American hedge fund manager

Gregory Joshua Blotnick (born November 12, 1986) is an American hedge fund manager and book author. He was the founder and portfolio manager of Brattle Street Capital, a hedge fund based in New York.

In October 2021, Blotnick pleaded guilty to wire fraud and money laundering charges associated with claiming $4.6 million in fraudulent Paycheck Protection Program loans, served two years at FCI Coleman Low.

==Early life and education==
Blotnick was raised in Cambridge, Massachusetts and attended Buckingham Browne & Nichols School. He is the son of author Srully Blotnick, who died in 2004 after a seven-year battle with pulmonary fibrosis. Blotnick has stated that spending his teenage years watching his father slowly die was a "formative event" that led to poor grades and decades of drug abuse.

In 2009, Blotnick graduated from Lehigh University and went to work for long/short equity hedge funds Doubloon Capital, Exis Capital, and Schonfeld Strategic Advisors as a consumer sector specialist.

==Career and conviction==
After earning his MBA at Columbia Business School, Blotnick was hired as an analyst by Citadel LLC in 2017 as part of a five-person team managing over $1 billion in gross market value. In 2019, at age 32, Blotnick founded New York-based Brattle Street Capital. The fund focused on small and mid-cap equities in the Consumer sector, and was named after the street Blotnick grew up on in Cambridge, Massachusetts.

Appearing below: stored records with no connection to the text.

PR #4950, opened 2025-11-08
build(nix): add some extra tools to `shell.nix`

liferooter:
- `nodejs`: needed for `ethexe` contracts
- `cargo-shear`: to check for unused dependencies, also used in CI


playX18 (approved):
LGTM. What do we need nodejs for though?

PR #4953, opened 2025-11-11
feat: Use `cargo-hakari`

ark0f:
https://docs.rs/cargo-hakari/latest/cargo_hakari/about/index.html#how-much-faster-do-builds-get

Build logs:

[With workspace hack](https://github.com/user-attachments/files/23962506/scratch_38.txt)

[Without workspace hack](https://github.com/user-attachments/files/23962493/scratch_39.txt)

Blocker:

- [x] https://github.com/gear-tech/polkadot-sdk/pull/10


.config/hakari.toml
```diff
@@ -0,0 +1,74 @@
...
+# Format version for hakari's output. Version 4 requires cargo-hakari 0.9.22 or above.
+dep-format-version = "4"
+
+# Setting workspace.resolver = "2" or higher in the root Cargo.toml is HIGHLY recommended.
+# Hakari works much better with the v2 resolver. (The v2 and v3 resolvers are identical from
+# hakari's perspective, so you're welcome to set either.)
+#
+# For more about the new feature resolver, see:
+# https://blog.rust-lang.org/2021/03/25/Rust-1.51.0.html#cargos-new-feature-resolver
+resolver = "2"
```
Lazark0x: Shouldn't we use the same resolver v3 as in the root Cargo.toml?

ark0f: Nice catch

In 2020, the fund suffered "steep losses," and between April 2020 and August 2020 Blotnick applied for five separate Paycheck Protection Program loans where he falsified information about the number of employees, federal tax returns, and payroll documentation. In April 2021, Blotnick was arrested by the Manhattan District Attorney.

"As alleged, Mr. Blotnick repeatedly took advantage of a system intended to provide lifelines to small businesses and their employees during the height of the COVID-19 pandemic..."
— Cyrus Vance (Manhattan District Attorney)

On May 6, 2021, Federal prosecutors filed a criminal complaint against Blotnick in the Federal District of New Jersey, which alleged that the funds were put into brokerage accounts with “nearly 45% of it going into losing stock trades,” stated U.S. Attorney for New Jersey Philip R. Sellinger.

In July 2021, Blotnick was charged with 33 counts of grand larceny and fraud. He was indicted in Manhattan Criminal Court and ordered to be held on $500,000 cash bail at Rikers Island.

In October 2021, Blotnick pleaded guilty to wire fraud and money laundering charges for submitting fraudulent loan applications as part of the March 2020 COVID-19 economic stimulus bill. His plea deal with federal prosecutors was for a term of imprisonment ranging from 70 to 87 months, based on the federal sentencing guidelines.

Blotnick was sentenced to 51 months in prison for attempting to fraudulently obtain over $6.8 million in Paycheck Protection Program loans. U.S. District Judge Brian R. Martinotti also sentenced him to two years of supervised release and ordered restitution of $4.6 million. In a parallel SEC administrative proceeding, Blotnick consented to $59,500 in disgorgement, settling the matter without admitting or denying the Commission's allegations.

In August 2024, Blotnick completed his term at FCI Coleman Low after serving two years in custody, with the remainder of his sentence to be completed on home detention. "It’s a surreal, crazy feeling to walk in there with absolutely nothing and then walk out years later the same way," stated Blotnick, who brought nothing home with him aside from two books: Plutarch's Moralia and Spinoza's Ethics.

==Publications==
Blotnick is the author of two books, Blind Spots: A Riches to Rags Story, and Essays: De Rerum Natura. Both were published in 2025.

- Books
- Blotnick, Gregory (January 9, 2025). Blind Spots: A Riches to Rags Story. ISBN 979-8304086844.
- Blotnick, Gregory (August 20, 2025). Essays: De Rerum Natura. ISBN 979-8292984900.

==Personal life==
Blotnick currently resides in West Palm Beach, Florida.